The Advertising Standards Authority (ASA) is being urged to force social media influencers not to promote “perfectionism” and be clearer about their adverts.
A 50-page application to the ASA has been submitted by Chris Ward, author and former creative director of Comic Relief, urging the advertising watchdog to do more to tackle mental health issues caused by social media advertising.
Next year the retail sector is expected to spend over half of its entire marketing budget on social media advertising as increasing numbers “recognise the value that social media ads bring to their campaigns”, according to research from Smartly.io.
Ward warns that influencers’ idealistic posts promote perfectionism, which causes users to feel unsatisfied that they are not living up to these impossible standards.
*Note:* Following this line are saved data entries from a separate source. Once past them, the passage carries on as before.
PR #1282, opened 2022-10-04
Convert "Invalid source root" errors to UserErrors

aeisenberg:
This is an internal change. No changelog note required.


src/init.ts
```diff
@@ -117,9 +117,10 @@ export async function runInit(
       }
     }
   } catch (e) {
-    // Handle the situation where init is called twice
-    // for the same database in the same job.
+    // Check if we need to re-throw the error as a UserError in order to avoid
+    // counting this error towards our internal error budget.
     if (
```
adityasharad, line 122: Time to extract these conditions into their own `shouldReportAsUserError` helper function?

aeisenberg: sure

aeisenberg:
Rebasing in order to pick up a fix in integration tests from https://github.com/github/codeql-action/pull/1281.

src/init.ts
```diff
@@ -144,6 +127,40 @@ export async function runInit(
...
+      `Is the "init" action called twice in the same job? ${e.message}`
+    );
+  } else if (
+    // Version of CodeQL CLI is incompatible with this version of the CodeQL Action
+    e.message?.includes("is not compatible with this CodeQL CLI") ||
+    // Expected source location for database creation does not exist
+    e.message?.includes("Invalid source root")
+  ) {
+    return new util.UserError(e.message);
+  } else {
```
adityasharad, line 159: Similar, this can just be a final fall-through return statement.

adityasharad (dismissed):
Looks good, minor suggestions only.

src/init.ts
```diff
@@ -144,6 +127,42 @@ export async function runInit(
...
+ * Possibly convert this error into a UserError in order to avoid
+ * counting this error towards our internal error budget.
+ *
+ * @param e The error to possibly convert to a UserError.
+ *
+ * @returns A UserError if the error is a known error that can be
+ *         attributed to the user, otherwise the original error.
+ */
+function processError(e: any): Error {
+  if (!(e instanceof Error)) {
```
angelapwen, line 140: Just curious: when would `e` not be an `instanceof Error` if it was sent from the `try/catch` block? Or is this just good practice in any error handling function?

src/init.ts
```diff
@@ -144,6 +127,42 @@ export async function runInit(
...
+    return e;
+  }
+
+  if (
+    // Init action called twice
+    e.message?.includes("Refusing to create databases") &&
+    e.message.includes("exists and is not an empty directory.")
```
angelapwen, line 147:
```suggestion
    e.message?.includes("exists and is not an empty directory.")
```

angelapwen (commented):
Just a question/suggestion, not approving yet because it'll probably be dismissed by another commit anyway.

src/init.ts
aeisenberg: In javascript, you can "throw" anything. So you are not guaranteed that a catch clause is actually catching an `Error` instance. In practice, you should only throw errors. Typescript is just being pedantic here, and so is this code.

src/init.ts
aeisenberg: Oops. This commit is going to fail since the generated code is not up to date.

angelapwen: Ah, I see, that makes sense!

angelapwen (approved):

The issue, described in the World Health Organisation’s (WHO) 2017 report Depression and Other Common Mental Disorders as “an epidemic”, causes users to constantly strive to achieve flawlessness leading to anxiety and depression when they inevitably fail.
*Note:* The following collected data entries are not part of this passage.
PR #1284, opened 2022-10-05
Refactor handling of feature flags

aeisenberg:
This commit centralizes how feature flags are handled. All feature flags must now add an entry in the `featureFlagConfig` dictionary. This dictionary associates the flag with an environment variable name and optionally a minimum version for CodeQL.

The new logic is:

- if the environment variable is set to false: disabled
- if the minimum version requirement specified and not met: disabled
- if a minimum version requirement is specified, but a codeql instance is not passed in: throw
- if the environment variable is set to true: enable
- Otherwise check feature flag enablement from the server


src/feature-flags.test.ts
```diff
@@ -42,14 +48,11 @@ const ALL_FEATURE_FLAGS_DISABLED_VARIANTS: Array<{
...
     await withTmpDir(async (tmpDir) => {
-      setupActionsVars(tmpDir, tmpDir);
-
       const loggedMessages = [];
-      const featureFlags = new GitHubFeatureFlags(
-        variant.gitHubVersion,
-        testApiDetails,
-        testRepositoryNwo,
-        getRecordingLogger(loggedMessages)
+      const featureFlags = setUpTmpDir(
```
henrymercer, line 52: Minor: Change to `setUpTest` instead so it's more obvious why this returns some feature flags

src/feature-flags.test.ts
```diff
@@ -153,34 +141,128 @@ test("Feature flags exception is propagated if the API request errors", async (t
...
+  test(`Feature flag '${featureFlag}' is enabled if the associated environment variable is true`, async (t) => {
+    await withTmpDir(async (tmpDir) => {
+      const featureFlags = setUpTmpDir(tmpDir);
+
+      // set all feature flags to false
       const expectedFeatureFlags: { [flag: string]: boolean } = {};
-      for (const f of FEATURE_FLAGS) {
+      for (const f of Object.keys(featureFlagConfig)) {
         expectedFeatureFlags[f] = false;
       }
```
henrymercer, line 175: Minor: Extract this into a utility method (`createFeatureFlags(f: FeatureFlag => boolean)`?)

src/feature-flags.ts
```diff
@@ -15,6 +16,32 @@ export enum FeatureFlag {
   CliConfigFileEnabled = "cli_config_file_enabled",
 }
 
+export const featureFlagConfig: Record<
```
henrymercer, line 19: Nit: alphabetical order please

src/feature-flags.ts
```diff
@@ -33,12 +60,35 @@ export class GitHubFeatureFlags implements FeatureFlags {
     private logger: Logger
   ) {}
 
-  async getValue(flag: FeatureFlag): Promise<boolean> {
+  async getValue(flag: FeatureFlag, codeql?: CodeQL): Promise<boolean> {
```
henrymercer, line 63: Q: Should it be possible to disable any given feature flag via an Action input?  Or is that too much plumbing?

henrymercer (commented):
Thanks for doing this.  As a general piece of feedback, I wonder whether it would be appropriate to rename `FeatureFlags` to `Features`.  This would reflect a distinction between "feature flags", which are flippers on the monolith, and "features", which are functions in the CodeQL Action whose enablement depends on environment variables, CLI versions, and feature flags.

src/feature-flags.test.ts
```diff
@@ -86,7 +85,7 @@ test("API response missing", async (t) => {
       t.assert((await featureFlags.getValue(flag)) === false);
     }
 
-    for (const featureFlag of ["ml_powered_queries_enabled"]) {
+    for (const featureFlag of Object.keys(featureFlagConfig)) {
```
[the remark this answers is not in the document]
aeisenberg: My opinion is that the advantage is small to doing all, but it does ensure that we handle all flags the same. Also, I don't think the cost of running against all flags is high, so I would lean towards doing it this way.

src/feature-flags.ts
```diff
@@ -33,12 +60,35 @@ export class GitHubFeatureFlags implements FeatureFlags {
...
+      process.env[featureFlagConfig[flag].envVar] || ""
+    ).toLocaleLowerCase();
+
+    // Do not use this feature if user explicitly disables it via an environment variable.
+    if (envVar === "false") {
+      return false;
+    }
+
+    // Never use this feature if the CLI version explicitly can't support it.
+    const minimumVersion = featureFlagConfig[flag].minimumVersion;
```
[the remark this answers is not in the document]
aeisenberg: So, we throw if a `minimumVersion` is set, but no codeql is passed in? I think that makes sense.

src/feature-flags.ts
aeisenberg: I feel like that's too much plumbing. Users should not generally be made aware of a feature flag. Allowing them to toggle them on or off is really just a back door to be used in extreme cases and testing. There are already a lot of inputs for our actions. And doing this would mean we'd need to add an input both for `init` and `analyze` (and possibly `upload-sarif` too).

src/feature-flags.ts
```diff
@@ -15,6 +16,32 @@ export enum FeatureFlag {
...
+export const featureFlagConfig: Record<
+  FeatureFlag,
+  { envVar: string; minimumVersion: string | undefined }
+> = {
+  [FeatureFlag.BypassToolcacheEnabled]: {
+    envVar: "CODEQL_BYPASS_TOOLCACHE",
+    minimumVersion: undefined,
+  },
+  [FeatureFlag.MlPoweredQueriesEnabled]: {
+    envVar: "CODEQL_VERSION_ML_POWERED_QUERIES",
```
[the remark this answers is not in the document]
aeisenberg: Would changing the env var affect existing repos?

aeisenberg:
> I wonder whether it would be appropriate to rename `FeatureFlags` to `Features`. 

Sure, that makes sense. Maybe `FeatureEnablement` is better?

src/feature-flags.ts
henrymercer: I suppose if a user really wants to disable a feature flag, they can always set the environment variable.

src/feature-flags.ts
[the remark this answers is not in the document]
henrymercer: That was never an environment variable.  I think before it was a static constant in the code.

src/feature-flags.ts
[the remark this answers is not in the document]
henrymercer: It would probably be theoretically possible to enforce this via the type system, but potentially tricky to do in practice.

src/feature-flags.ts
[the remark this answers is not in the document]
aeisenberg: Ah...then I will change.

src/feature-flags.test.ts
```diff
@@ -153,34 +141,128 @@ test("Feature flags exception is propagated if the API request errors", async (t
...
+
+        // set all feature flags to true
+        const expectedFeatureFlags: { [flag: string]: boolean } = {};
+        for (const f of Object.keys(featureFlagConfig)) {
+          expectedFeatureFlags[f] = true;
+        }
+        mockFeatureFlagApiEndpoint(200, expectedFeatureFlags);
+
+        // feature flag should be enabled initially (ignoring the minimum CLI version)
+        t.assert(await featureFlags.getValue(featureFlag as FeatureFlag));
```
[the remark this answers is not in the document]
aeisenberg: Since I will be changing behaviour so that calling `getValue` without a codeql instance but with a minimum value specified will be an error, this check no longer makes sense.

henrymercer:
> Sure, that makes sense. Maybe `FeatureEnablement` is better?

Sure, that works too.

src/feature-flags.ts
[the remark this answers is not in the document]
aeisenberg: I don't think we should change this to being language specific since the FF on github.com is not language specific. This could cause confusion.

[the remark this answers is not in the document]
henrymercer: Makes sense.  I think we'll want to avoid encouraging anyone to use this environment variable outside of PR checks, but that's probably true anyway.

aeisenberg:
Actually, I like `Features` better since the names are used for more than just enablement.

aeisenberg:
Addressed all comments. Please look at the two commits individually since the second commit adds a lot of noise through a renaming.

src/feature-flags.ts
```diff
@@ -1,27 +1,54 @@
 import { getApiClient, GitHubApiDetails } from "./api-client";
+import { CodeQL } from "./codeql";
 import { Logger } from "./logging";
 import { RepositoryNwo } from "./repository";
 import * as util from "./util";
 
 export interface FeatureFlags {
-  getValue(flag: FeatureFlag): Promise<boolean>;
+  getValue(flag: Feature, codeql?: CodeQL): Promise<boolean>;
 }
```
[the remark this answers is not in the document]
aeisenberg: This is a little bit of bike shedding, but I thought this should remain `FeatureFlags` since it really is an interface that checks whether a `Feature` is turned on or off. Also, the concrete instantiation of this is `GitHubFeatureFlags`.

src/feature-flags.test.ts
```diff
@@ -142,9 +130,9 @@ test("Feature flags exception is propagated if the API request errors", async (t
 });
 
 for (const featureFlag of Object.keys(featureFlagConfig)) {
```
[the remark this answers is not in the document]
aeisenberg: I guess there might be a point in the future where we have no more feature flags with minimum versions (that would be glorious! but unlikely), and if so a bunch of these tests would no longer run. I can add a test that will fail if there are no more `minimumVersion` flags in order to remind us that we need to change the testing structure.

src/feature-flags.ts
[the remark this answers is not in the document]
henrymercer: My thinking was that `FeatureFlags.getValue(x)` tells us whether the feature x should be enabled, which as of this PR is no longer the same as whether the feature flag on the monolith is enabled for x.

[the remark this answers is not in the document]
henrymercer: Agree we're in bikeshedding territory here, but this interface is also public facing and is really about feature enablement, not feature flags.  Couple of suggestions:
- Rename this interface to `Features`, and the class that implements it to `GithubFeatures`
- Rename this interface to `FeatureEnablement`

src/feature-flags.ts
```diff
@@ -1,44 +1,141 @@
...
+   * @param codeql An optional CodeQL object. If provided, and a `minimumVersion` is specified for the
+   *        feature flag, the version of the CodeQL CLI will be checked against the minimum version.
+   *        If the version is less than the minimum version, the feature flag will be considered
+   *        disabled. If not provided, and a `minimumVersion` is specified for the feature flag, the
+   *        this function will throw.
+   * @returns true if the feature flag is enabled, false otherwise.
+   *
+   * @throws if a `minimumVersion` is specified for the feature flag, and `codeql` is not provided.
+   */
+  async getValue(flag: Feature, codeql?: CodeQL): Promise<boolean> {
```
henrymercer, line 87: Consistency: Rename `flag` -> `feature`

src/feature-flags.ts
```diff
@@ -1,44 +1,141 @@
...
+    if (!codeql && featureConfig[flag].minimumVersion) {
+      throw new Error(
+        `Internal error: A minimum version is specified for feature flag ${flag}, but no instance of CodeQL was provided.`
```
henrymercer, line 90:
```suggestion
        `Internal error: A minimum version is specified for feature ${feature}, but no instance of CodeQL was provided.`
```

src/feature-flags.ts
```diff
@@ -1,44 +1,141 @@
...
+      );
+    }
+
+    // Bypassing the toolcache is disabled in test mode.
+    if (flag === Feature.BypassToolcacheEnabled && util.isInTestMode()) {
+      return false;
+    }
```
henrymercer, line 97: Optional: Make this a property of the `featureConfig` record.

src/feature-flags.ts
```diff
@@ -53,51 +150,52 @@ export class GitHubFeatureFlags implements FeatureFlags {
       );
       return false;
     }
-    return flagValue;
+    return flagValue || false;
```
henrymercer, line 153: For my understanding: When would we need the `||` here?  We already tackled the `undefined` case above.

src/feature-flags.ts
```diff
@@ -53,51 +150,52 @@ export class GitHubFeatureFlags implements FeatureFlags {
...
+      this.cachedApiResponse || (await this.loadApiResponse());
+    this.cachedApiResponse = apiResponse;
+    return apiResponse;
+  }
+
+  private async loadApiResponse() {
+    // Do nothing when not running against github.com
+    if (this.gitHubVersion.type !== util.GitHubVariant.DOTCOM) {
+      this.logger.debug(
+        "Not running against github.com. Disabling all feature flags."
```
henrymercer, line 167:
```suggestion
        "Not running against github.com. Feature flags will only be enabled if they are enabled explicitly, for example through an environment variable."
```

src/feature-flags.ts
```diff
@@ -106,7 +204,7 @@ export class GitHubFeatureFlags implements FeatureFlags {
  *
  * This should be only used within tests.
  */
-export function createFeatureFlags(enabledFlags: FeatureFlag[]): FeatureFlags {
+export function createFeatureFlags(enabledFlags: Feature[]): FeatureFlags {
```
henrymercer, line 207: Rename this if you go with my suggestion to rename the `FeatureFlags` interface

src/init-action.ts
```diff
@@ -157,7 +157,7 @@ async function run() {
     getRequiredEnvParam("GITHUB_REPOSITORY")
   );
 
-  const featureFlags = new GitHubFeatureFlags(
+  const featureFlags = new Features(
```
henrymercer, line 160: These variable assignments ought to be renamed too.  It's a shame it's quite a lot of noise.

src/init-action.ts
```diff
@@ -321,8 +321,10 @@ async function getTrapCachingEnabled(
   featureFlags: FeatureFlags
 ): Promise<boolean> {
   const trapCaching = getOptionalInput("trap-caching");
-  if (trapCaching !== undefined) return trapCaching === "true";
-  return await featureFlags.getValue(FeatureFlag.TrapCachingEnabled);
+  if (trapCaching !== undefined) {
+    return trapCaching === "true";
+  }
+  return await featureFlags.getValue(Feature.TrapCachingEnabled);
```
henrymercer, line 327: Optional

```suggestion
  return trapCaching === "true" || (await featureFlags.getValue(Feature.TrapCachingEnabled));
```

henrymercer (commented):
This is looking generally in good shape to me.  Some follow up suggestions, some of which are optional.

src/feature-flags.ts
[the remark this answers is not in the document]
aeisenberg: All right. A slightly more complex structure now, but I think it is better:

- Interface is `FeatureEnablement`
- The public facing class is `Features`
- This delegates to another internal class `GitHubFeatureFlags` for the portion of the enablement checking that needs to get information from github.

src/feature-flags.ts
aeisenberg: We are getting this information from an API. I just wanted to ensure the value was coerced into a boolean. I should have put:

```
    return !!flagValue;
```

and I will change.

src/feature-flags.ts
aeisenberg: Going to use `toggleable features` instead of feature flags since that seems more appropriate. "Feature flags" is only when they are coming from github. "Features" is the more general concept.

However, here you are suggesting we mention environment variables, but we don't have any place where we actually document them, so it might be confusing. So, I think it would be better if we just do:

```
Not running against github.com. Disabling all toggleable features.
```

angelapwen:
From PR body — 
> The new logic is:
...
> if the minimum version requirement specified and met: disabled

Should the above be `if the minimum version requirement specified is not met`?

src/feature-flags.ts
```diff
@@ -1,115 +1,200 @@
 import { getApiClient, GitHubApiDetails } from "./api-client";
+import { CodeQL } from "./codeql";
 import { Logger } from "./logging";
 import { RepositoryNwo } from "./repository";
 import * as util from "./util";
 
-export interface FeatureFlags {
-  getValue(flag: FeatureFlag): Promise<boolean>;
+export interface FeatureEnablement {
+  getValue(feaature: Feature, codeql?: CodeQL): Promise<boolean>;
```
angelapwen, line 8:
```suggestion
  getValue(feature: Feature, codeql?: CodeQL): Promise<boolean>;
```

(+autogenerated code)

src/feature-flags.ts
```diff
@@ -1,115 +1,200 @@
...
+    } catch (e) {
+      if (util.isHTTPError(e) && e.status === 403) {
+        this.logger.warning(
+          "This run of the CodeQL Action does not have permission to access Code Scanning API endpoints. " +
+            "As a result, it will not be opted into any experimental features. " +
+            "This could be because the Action is running on a pull request from a fork. If not, " +
+            `please ensure the Action has the 'security-events: write' permission. Details: ${e}`
+        );
+      } else {
+        // Some feature, such as `ml_powered_queries_enabled` affect the produced alerts.
```
angelapwen, line 190:
```suggestion
        // Some features, such as `ml_powered_queries_enabled` affect the produced alerts.
```

src/feature-flags.ts
```diff
@@ -1,115 +1,200 @@
...
+        // Considering these feature disabled in the event of a transient error could
```
angelapwen, line 191:
```suggestion
        // Considering these features disabled in the event of a transient error could
```

src/feature-flags.test.ts
```diff
@@ -70,117 +75,242 @@ for (const variant of ALL_FEATURE_FLAGS_DISABLED_VARIANTS) {
...
-      async () => featureFlags.getValue(FeatureFlag.MlPoweredQueriesEnabled),
+      async () =>
+        featureFlags.getValue(
+          Feature.MlPoweredQueriesEnabled,
+          includeCodeQlIfRequired(Feature.MlPoweredQueriesEnabled)
+        ),
       {
         message:
-          "Encountered an error while trying to load feature flags: Error: some error message",
+          "Encountered an error while trying to determine feature enablement: Error: some error message",
```
angelapwen, line 125: Should `some error message` be populated? 🤔

src/feature-flags.test.ts
```diff
@@ -70,117 +75,242 @@ for (const variant of ALL_FEATURE_FLAGS_DISABLED_VARIANTS) {
...
+      });
+    });
+  }
+}
+
+// If we ever run into a situation where we no longer have any feature flags that
+// specify a minimum version, then we will have a bunch of code no longer being
+// tested. This is unlikely, and this test will fail if that happens.
+// If we do end up in that situation, then we should consider adding a synthetic
+// feature flag with a minium version that is only used for tests.
```
angelapwen, line 268:
```suggestion
// feature flag with a minimum version that is only used for tests.
```

angelapwen (commented):
Just small comment typo nits 😸 

Thanks for the code comments + clear variable naming!

src/feature-flags.test.ts
aeisenberg: No. This is coming from a mocked api response in the test.

aeisenberg:
Done!

src/feature-flags.test.ts
angelapwen: Ah, I see!

src/codeql.test.ts
```diff
@@ -76,7 +80,7 @@ async function mockApiAndSetupCodeQL({
   version,
 }: {
   apiDetails?: GitHubApiDetails;
-  featureFlags?: FeatureFlags;
+  featureFlags?: FeatureEnablement;
```
henrymercer, line 83: This should be `features` or `featureEnablement`

src/codeql.test.ts
```diff
@@ -505,47 +509,41 @@ const injectedConfigMacro = test.macro({
...
+        tempDir,
+        augmentationProperties,
+      };
+
+      await codeqlObject.databaseInitCluster(
+        thisStubConfig,
+        "",
+        undefined,
+        undefined,
+        createFeatureFlags([Feature.CliConfigFileEnabled]),
```
henrymercer, line 531: This should be `createFeatures` or `createFeatureEnablement`

src/feature-flags.test.ts
```diff
@@ -70,117 +75,242 @@ for (const variant of ALL_FEATURE_FLAGS_DISABLED_VARIANTS) {
...
+      // retrieve the values of the actual feature flags
+      const actualFeatureFlags: { [flag: string]: boolean } = {};
+      for (const f of Object.keys(featureConfig)) {
+        actualFeatureFlags[f] = await featureFlags.getValue(
+          f as Feature,
+          includeCodeQlIfRequired(f)
+        );
+      }
 
+      // Alls flags should be false except the one we're testing
```
henrymercer, line 152:
```suggestion
      // All flags should be false except the one we're testing
```

src/feature-flags.test.ts
```diff
@@ -42,26 +48,25 @@ const ALL_FEATURE_FLAGS_DISABLED_VARIANTS: Array<{
...
     await withTmpDir(async (tmpDir) => {
-      setupActionsVars(tmpDir, tmpDir);
-
       const loggedMessages = [];
-      const featureFlags = new GitHubFeatureFlags(
-        variant.gitHubVersion,
-        testApiDetails,
-        testRepositoryNwo,
-        getRecordingLogger(loggedMessages)
+      const featureFlags = setUpTests(
```
henrymercer, line 52: I think this should be `features` / `featureEnablement` throughout.

src/feature-flags.ts
```diff
@@ -1,115 +1,200 @@
...
+      gitHubVersion,
+      apiDetails,
+      repositoryNwo,
+      logger
+    );
+  }
+
+  /**
+   *
+   * @param feature The feature flag to check.
```
henrymercer, line 77:
```suggestion
   * @param feature The feature to check.
```

src/feature-flags.ts
```diff
@@ -1,115 +1,200 @@
...
+    if (envVar === "true") {
+      return true;
+    }
+
+    // Ask the GitHub API if the feature is enabled.
+    return await this.gitHubFeatureFlags.getValue(feature);
+  }
+}
+
+class GitHubFeatureFlags implements FeatureEnablement {
```
henrymercer, line 126: Perhaps add a doc comment here saying something like "Feature enablement based solely on the GitHub API. Most of the time you'll want to use `Features` instead."

src/feature-flags.ts
```diff
@@ -1,115 +1,200 @@
 import { getApiClient, GitHubApiDetails } from "./api-client";
+import { CodeQL } from "./codeql";
```
henrymercer, line 2: Consider renaming this file to `features` or `feature-enablement`.

henrymercer (commented):
There are a bunch of uses of `featureFlags` across the codebase that probably ought to become `features` or `featureEnablement`.  I could be convinced to merge this and clean those up as follow up though.

aeisenberg:
Let's just get it all done now.

henrymercer:
> Let's just get it all done now.

Sounds good to me!  I've pushed a commit to another branch with some more renaming suggestions to avoid needing to make them all in the UI :) https://github.com/github/codeql-action/compare/aeisenberg/ff-refactoring...henrymercer/more-ff-renaming?expand=1.

henrymercer (dismissed):
Partial review up to the penultimate commit, since I authored the last one.

aeisenberg:
I reviewed the last commit. 🤠

aeisenberg:
@henrymercer, can you give another approval? Not sure why your previous one was dismissed.

henrymercer (approved):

In order to provide context to these posts, informing users that these they have been intentionally constructed to portray a ‘perfect’ lifestyle that is largely fictional, Ward argues that all influencer posts should be tagged with #influencer.
“This is in-order to provide critical context to the advertisement,” he said.
“Advertisers should not be allowed to pay influencers to post an #ad where the influencer does not hashtag all their posts on the same account with #influencer.
“At a minimum, these (rules) would apply to all marketing communications targeted at those under 18 but (would be of most) benefit to positive mental health, to all consumers”.
Speaking to The Drum, Ward added: “There’s no context. So they’ve benefited from that ad without actually having to put the context down… a social media influencer is like a magazine, but a young person doesn’t know that… every post should really be tagged.”